# תָּמִיד word order



## nili95

My Hebrew text states "an adverb always follows the verb it qualifies." So, if i wish to write "David always gives me ..." which is correct:

דָּוִד תָּמִיד נוֹתֵן לִי
דָּוִד נוֹתֵן תָּמִיד לִי
דָּוִד נוֹתֵן לִי תָּמִיד
Thank you.


----------



## Via Dolorosa

What's the name of your textbook?

I have always heard native speakers say things like היא תמיד ככה (SHe's always like that) and אני תמיד שותה יין אדום. (I always drink red wine)

Actually, in the first sentence there is no verb, so it's a bad example.


----------



## nili95

Via Dolorosa said:


> What's the name of your textbook?
> 
> I have always heard native speakers say things like היא תמיד ככה (SHe's always like that) and אני תמיד שותה יין אדום. (I always drink red wine)
> 
> Actually, in the first sentence there is no verb, so it's a bad example.


The textbook is _Ha-Yesod: Fundamentals of Hebrew_ by Luba Uveeler and Norman M Brosnick.
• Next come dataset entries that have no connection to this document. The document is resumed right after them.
PR #2048, opened 2018-12-15
copy change

pedromorgan:
manwel said basil fawlty..


pedromorgan:
in fact reveiwing this oneself..

Needs to have
- what is a package
- instaling a using package
- createing a package
- deleting forever a package. .coss dead, no perms or alike.. ie BURY and Unpublish

pedromorgan:
itd the wrong way around atmo,, need consumer first and then extend ahem.. + publish

sfshaza2:
Replaced by PR:  https://github.com/flutter/website/pull/2711

PR #2090, opened 2018-12-18
Fixed the get-started urls by add docs/

chenglu:
Please consider this PR, since not everyone will deploy Flutter docs by using Firebase (could set 301 to custom url / path), trying to use the full URL (add "docs/" before "get-started") will be great, thanks!


chalin:
> not everyone will deploy Flutter docs by using Firebase

Yes, good point. (Regardless, our in-doc links should point to actual pages, and not count on redirects.)

chenglu:
Great, thanks!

As for the rest, I strongly agree with the wine preference.


----------



## Abaye

I think that grammar books require the adverb to follow the verb but in modern Hebrew this is often not the case.
In Wikipedia for _adverb_ תואר הפועל there's an example: הוא ללא ספק עשה את זה where that adverb precedes the verb.
Notice also that adverb in start of sentence is valid and may influence the word order: משה שמע שיר can become אתמול שמע משה שיר.


----------



## nili95

Just to add, the following sentence appears in one of the Ha-Yesod stories.

?הַאִם אתָּה אוֹכֵל תָמִיד בֶּמִסֶעָדָה​


----------



## elroy

nili95 said:


> דָּוִד תָּמִיד נוֹתֵן לִי
> דָּוִד נוֹתֵן תָּמִיד לִי
> דָּוִד נוֹתֵן לִי תָּמִיד


 1 and 3 are okay, 2 is not.


----------



## GeriReshef

There is an additional thing I have to mention as a native speaker whose academic knowledge in Hebrew is a little bit limited:
we tend to talk & write & formulate in a way that will avoid misunderstandings.
I guess that though אני אוכל תמיד במסעדה or אני אוכל במסעדה תמיד is very clear, we would say  אני תמיד אוכל במסעדה because otherwise it may sound as the name of the portion I eat in the restaurant... In the same way תמיד אני אוכל במסעדה has the same information as the previous ones, but it emphasize the תמיד: not frequently, not when I can; but always.


----------



## elroy

GeriReshef said:


> because otherwise it may sound as the name of the portion I eat in the restaurant


 I doubt that has anything to do with it.  That misunderstanding is so implausible it can be safely considered impossible.


----------



## GeriReshef

elroy said:


> I doubt that has anything to do with it.  That misunderstanding is so implausible it can be safely considered impossible.


It is just an assumption..


----------



## nili95

Thank you, folks.


----------